Элегия

Нектор Пупыряхин
Чтоб выявить значительность момента
и – вместе – дать почувствовать одышку
состарившейся вечности (увы!
отчаянье подчас верней привычки), –
вот Некто, в качестве эксперимента,
и разошёлся (явно выпив лишку),
как – все мосты болезненной Невы,
ужав «пространство» в жирные кавычки
(попутно время выделив курсивом)… –
Со стороны, бесспорно, некрасиво!

Конечно, оставаться посторонним –
и безбольней, и проще, и комфортней
(буквально в двух словах: «подите прочь!»);
ещё приятней – слушать комплименты.
Ну, слушай: «Некто раз послал вороне
кусок дерьма» (изысканнейший фортель,
не правда ль?)… – Милый, чем тебе помочь,
рассыпавшемуся на элементы,
что составляли ссыхлущее тело? –
(Не я, но – смерть: «прости, я не хотела».)
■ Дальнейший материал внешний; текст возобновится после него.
Issue #640, opened 2019-12-06
Check for valid baseband destination path when receiving a request


cubranic:
Right now, if frb-baseband is not mounted, a baseband request is still processed until `BasebandReadout` tries to create a file in the request's path and fails. Instead, `BasebandApiManager` can check that the `file_path` exists, and return an error if it doesn't, saving us the trouble of reading out the data.

andrerenard:
Closed by #647

PR #647, opened 2019-12-10
Check for baseband destination directory before reading out the samples (#640)

cubranic:
Because `BasebandApiManager` is not a Stage, we don't have access to the running
configuration to construct the destination relative to `base_dir`, so the error
handling has to be done in the BasebandReadout. This is a little less ideal,
because this way we can't respond with an HTTP error as part of the request, but
still prevents using up the time to read out the samples that cannot be saved to
the requested destination.


cubranic:
@andrerenard I added the warning.

PR #925, opened 2021-02-05
Debugging upchan kernel.

james-s-willis:


andrerenard:
I think most of the changes in this PR can be dropped, but it might be worth extracting the square wave parts and merging that in case we want to use it later.

config/tests/chime_frb_verification.yaml
```diff
@@ -16,7 +16,7 @@ log_level: info
 num_elements: 2048
 num_local_freq: 1
 num_data_sets: 1
-samples_per_data_set: 49152
+samples_per_data_set: 4608
```
andrerenard, line 19: Should we just leave this as it was?

config/tests/chime_verify_upchan.yaml
```diff
@@ -0,0 +1,330 @@
+##########################################
+#
+# FRB / Tracking beamformer verification
+#
+# Runs both GPU and CPU FRB beamformer pipelines, include re-ordering, hybrid beamformer, transposer, upchannelizer.
+# using 3840 samples for a quick run, change it to 49152 for the standard operation setting
+# Choose either testDataGen to make fake data or read from a previous baseband dump. DPDK should work too but i just didn't put it here
```
andrerenard, line 7: I think this comment needs updating.

config/tests/chime_verify_upchan.yaml
```diff
@@ -0,0 +1,330 @@
...
+    kotekan_stage: testDataGen
+    out_buf: upchan_in
+
+write:
+  kotekan_stage: rawFileWrite
+  #in_buf: upchan_in
+  in_buf: network_buffer_0
+  file_name: 'upchan_in'
+  file_ext: 'dump'
+  base_dir: '.'
```
andrerenard, line 201: Do we need to write this data out?

config/tests/chime_verify_upchan.yaml
```diff
@@ -0,0 +1,330 @@
...
+    instrument_name: chimeHFB
+
+read_gain:
+    kotekan_stage: ReadGain
+    updatable_config:
+      gain_frb: /updatable_config/frb_gain
+      gain_tracking: /updatable_config/tracking_gain
+    in_buf: network_buffer_0
+    gain_frb_buf: gain_frb_buffer
+    gain_tracking_buf: gain_tracking_buffer
```
andrerenard, line 294: Indentation is inconsistent.   We seem to mostly use 2 spaces in yaml, so let's stick to that.

config/tests/chime_verify_upchan.yaml
```diff
@@ -0,0 +1,330 @@
...
+
+write:
+  kotekan_stage: rawFileWrite
+  #in_buf: upchan_in
+  in_buf: network_buffer_0
+  file_name: 'upchan_in'
+  file_ext: 'dump'
+  base_dir: '.'
+
+cpu_simulate:
```
andrerenard, line 203: Do we actually need to CPU simulate in this config, aren't you just dumping the results of the square wave data run through the GPU?   There isn't a comparison stage, so I think we are just doing unneeded work here?

andrerenard (changes requested):

config/tests/chime_frb_verification.yaml
james-s-willis: So originally this was set to `3840` to improve the speed. I changed it to `49152` as I added a check in `hsaBeamformHFBSum.cpp` to make sure it was a multiple of 12. But I should have just set it to `4608`.

andrerenard (approved):

PR #926, opened 2021-02-08
fix(visAccumulate): check first frame for null dataset_id

nritsche:


jrs65:
@nritsche I think this could be cleaner using `std::optional`, just use that for `dset_id_in`, and modify the conditional on L278 to include the case the value isn't set, then I don't think you need any of the first frame logic.

andrerenard (changes requested):
This looks good, and works for my tests, but could you implement @jrs65's suggestion above, and then I can retest and merge.

nritsche:
> @nritsche I think this could be cleaner using `std::optional`, just use that for `dset_id_in`, and modify the conditional on L278 to include the case the value isn't set, then I don't think you need any of the first frame logic.

Can you explain how this would work?

> @nritsche I think this could be cleaner using `std::optional`, just use that for `dset_id_in`, and modify the conditional on L278 to include the case the value isn't set, then I don't think you need any of the first frame logic.

I don't see how std::optional with no value adds information to `dset_id_t::null`. In either case how would you do what you propose without entering the branch for every frame?

jrs65:
If I'm understanding the underlying issue correctly, at the moment it doesn't enter the branch at L278 (for develop branch) on the first run because it can't tell the difference between the incoming data having a null dataset ID and that it's on the first run and it hasn't seen a dataset ID before (an unfortunate consequence of previously deciding to use dset_id_t::null as a sentinel meaning "unset" in this task). Using a `std::optional<dset_id_t>` means that `dset_id_t::null` no longer needs to represent the not previously set state as the `std::optional` does that for us.

Obviously the conditional would need modifying too, to something like `if (!dset_id_in || *dset_id_in != dset_id_new)`

andrerenard (approved):
I've tested this and it appears to work as intended at the Bleien site.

Что – человек? – – кромешный промежуток,
совокупленье вечности и точки,
источник концентрических кругов
тепла, дыханья, голоса и пульса. –
Короче: эхо, чей распадок – жуток,
понеже для наиважнейшей строчки
не остаётся времени. И – слов.
(Давно учила мама: «не сутулься», –
я выпрямлялся. Тут же: по хребтине
мне – жизнь.) – Как не завидовать рептильям?!
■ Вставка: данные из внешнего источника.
Issue #464, opened 2019-07-31
Fix stages/systems which don't shutdown correctly.


andrerenard:
Currently a number of stages (for various reasons) cannot correctly shutdown:

- [ ] Baseband dumps
- [ ] DPDK
- [ ] HSA

The reasons for each of these stages is different.  However because of this setup, we cannot recover from some badly formated configs ( see for example #450 ) and must exit the system under the current design.  It also means we cannot just remove a kotekan configuration and return the system to idle - and then later provide a new config - without restarting the binary. 

The big roadblock here is the HSA and DPDK stages which don't fully support a clean exit due to API limitations.  However it should be possible with some limited retention of state information, to allow the user part of the system to start and stop dynamically.  That would allow us to return to the original model of being able to run different configs without restarting the kotekan binary.

PR #927, opened 2021-02-11
Send baseband to a receiver node instead of writing files directly

cubranic:
This change tears out the logic that existed to write baseband into files (i.e., over NFS) from the basebandReadout stage, and makes it truly just a "readout": when a baseband request arrives, the stage now copies out the requested data into an output Kotekan buffer, with event details recorded in the output frame metadata. The idea is that the output buffer will simply be forwarded to a baseband receiver node using a `bufferSend` stage.  Also adds multi-frequency support.


cubranic:
I'm converting the PR to a draft, since it hasn't yet been tested on the site cluster, and the receiver still needs to be written. However, the Python tests have been improved to where we verify exactly what the dumped baseband data is, so I'm reasonably confident that this side works correctly.

There are still a few things that could be done to improve and tidy up the code:
- it should handle output buffer using a different frame size (smaller, for efficiency and tuned to the network) that the input buffer. The code can already handle this in principle, I just need to modify it to use the output size instead of `_samples_per_data_set` when initializing `out_remaining` in line 419.
- the whole BasebandReadoutManager becomes unnecessary: the readout stage can keep the request queue within itself and register itself directly with BasebandAPIManager, as only the readout queue accesses the requests. (Once this is done, I anticipate implementing baseband part of #464 will be pretty simple.)

cubranic:
Adding @leungcalvin and @kiyo-masui so we can consider how this will affect multi-frequency streams (#689). I think the basic outline will remain the same there:
- the readout stage registers itself with the API manager for each frequency that it handles
- when a request comes in, starting with the lowest frequency, output that frequency's samples to the output buffer
- the receiver will be oblivious of the multi-frequency mode, as it will receive each frequency in separate frames, just as in the basic case.

leungcalvin:
> Adding @leungcalvin and @kiyo-masui so we can consider how this will affect multi-frequency streams (#689). I think the basic outline will remain the same there:
> 
> * the readout stage registers itself with the API manager for each frequency that it handles
> * when a request comes in, starting with the lowest frequency, output that frequency's samples to the output buffer
> * the receiver will be oblivious of the multi-frequency mode, as it will receive each frequency in separate frames, just as in the basic case.

I agree that things seem to me like they might be simpler this time around. If I understand the logic correctly, what happens is:

1) request arrives, asks for a certain span (`trigger_start_fpga`, `trigger_len_fpga`) for its `freq_id`.
2) every readout stage call `wait_for_data`, which locks `manager_lock`, waits for the data to arrive, then calls `lock_range` to lock some number of frames for that frequency. then unlocks `manager_lock` so that `add_replace_frame` can keep going. Presumably `manager_lock` does not stay locked for too long when this happens!
3) call `extract_data` on the passed `BasebandDumpData` object. `extract_data` copies the baseband data, which lives in `dump_start_frame` and `dump_end_frame` for that data's `freq_id` to an output buffer.
4) `unlock_range(dump_start_frame,dump_end_frame)` is called to release the frames holding data back into the ring buffer.

In the past we simply looped over a call to `get_data` in a loop over different `freq_idx`'s, which essentially put 2),3), and 4) in a for loop over different frequencies in the right ordering (high freq to low freq / low freq_id to high freq_id), and that seemed to work fine. If we are fine with that approach I would say we could just call `wait_for_data`, `extract_data`, and `unlock_range` in a for loop...

It seeems inelegant to lock `manager_lock` many times in a for loop. Maybe the right way to deal with this seems to be(?) to change `frames_lock` to hold recursive mutexes, which keep track of how many times they've been locked and unlocked. Then they can be locked once for each freq_id in the stream. We can then loop over 3) and 4) instead of 2),3), and 4). When the last `unlock` has been called on each frame it can be released back into the buffer.

It has been a while since I've thought about this so I'd be happy to discuss this further...

jrs65:
@cubranic I was just going to have this a quick look through, but does it need rebasing or something? There's masses of totally unrelated changes. I skimmed through about 10 of the 53 changes files before giving up!

cubranic:
That's odd @jrs65 . It must be because I had merged develop -- I then reverted it, but I think at this point I really need to rebase and clean up the commits. Hang on.

cubranic:
@jrs65 I cleaned up the commit history so that only the files I truly changed show up in the diff list.

lib/stages/basebandReadout.cpp
```diff
@@ -417,218 +339,165 @@ basebandDumpData basebandReadout::get_data(uint64_t event_id, int64_t trigger_st
...
+                out_metadata = (BasebandMetadata*)get_metadata(out_buf, out_frame_id);
 
-    char temp[256];
-    std::string username = (getlogin_r(temp, 256) == 0) ? temp : "unknown";
-    file.createAttribute<std::string>("system_user", HighFive::DataSpace::From(username))
-        .write(username);
+                out_metadata->event_id = event_id;
+                out_metadata->freq_id = freq_id;
+                out_metadata->event_start_fpga = data.trigger_start_fpga;
+                out_metadata->event_end_fpga = data.trigger_start_fpga + data.trigger_length_fpga;
```
james-s-willis, line 441: Maybe create a `set_metadata` for `BasebandMetadata`?

james-s-willis (commented):
@andrerenard this is a big PR. So the idea is we want store the baseband data in a kotekan buffer to send it to a receiver node to be written out to a file? It's similar to HFB backend.

andrerenard (approved):

PR #933, opened 2021-02-25
Add acquisition type to file writer

james-s-willis:


lib/stages/BaseWriter.hpp
```diff
@@ -142,6 +142,9 @@ class BaseWriter : public kotekan::Stage {
     // Parameters saved from the config files
     std::string instrument_name;
 
+    // Acquisition type
+    std::string acq_type;
```
jrs65, line 146:
```suggestion
    const std::string acq_type;
```

lib/stages/HFBWriter.cpp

…Я кутаюсь в дырявую куртёнку.
Сухая вьюга лихо хлещет в рожу.
Да мне бы только перезимовать! –
хоть на помойке (вдруг – кусок колбаски?)
недо-живым заброшенным котёнком… –
Вам не нужна моя любовь. Так что же? –
Мне есть, кого любить, помимо вас.
Мне есть, кому мяукать на ночь сказки,
и кто – погладит (пусть и против шёрстки). –
Судьба жестока, вот душа и жёстка.

Любовь ли перевёртышем картавым
вздымает страсти грузное цунами,
смывающее полматерика?.. –
Но – ша! Молчу. Не то – навзрыд заплачу,
опять поправ приличья и уставы… –
Ведь до сих пор следит, слезясь, за нами
кошачий хищный глаз ростовщика,
ссужающего под процент удачу.
(Наивные, кому мы доверяем?!) –
Замри! в носу привычно ковыряя.

Нет, не любовь! – поскольку: вероломство,
варфоломейство права первой ночи –
уродство, растворённое в крови,
есть движущая сила всякой власти.
На этом мы, давай-ка, и прервёмся,
измятый детством голенький кленочек,
соскучившийся по большой любви
и сохнущий в разгуле любострастий,
что понуждает: грохать, дохать, охать… –
Сему есть имя правильное – «похоть».

Безволием уютным ты изнежен. –
Эпоха опошления трагедий,
безвременье скругления углов
тебя убили. – Точку ставить рано.
Отточие?.. Пожалуй… – Белоснежен
(ты помнишь?) – в задушевнейшей беседе
твой чуткий взор (я – помню!), но смугло –
чело (точь-в-точь, у нового барана,
бодающего старые ворота). –
Прости. Прощай. (Хотя и неохота.)


P.S. Каким изгибом въедливых фантазий
 рождён ты? Что тебя накуковало-
 наглюкало? Зачем – ты? И к чему
 с тобой столкнулся Некто, как нарочно:
 сноп искр из глаз – два сноба – два барана
 (а просится: «в экстазе»!) – два провала
 сознания?.. Не учит ничему
 нас жизнь (уж Некту-то, я знаю, – точно!) –
 
P.P.S. И всё-таки, перемогая плоть,
  душа щемит: «спаси – тебя – Господь».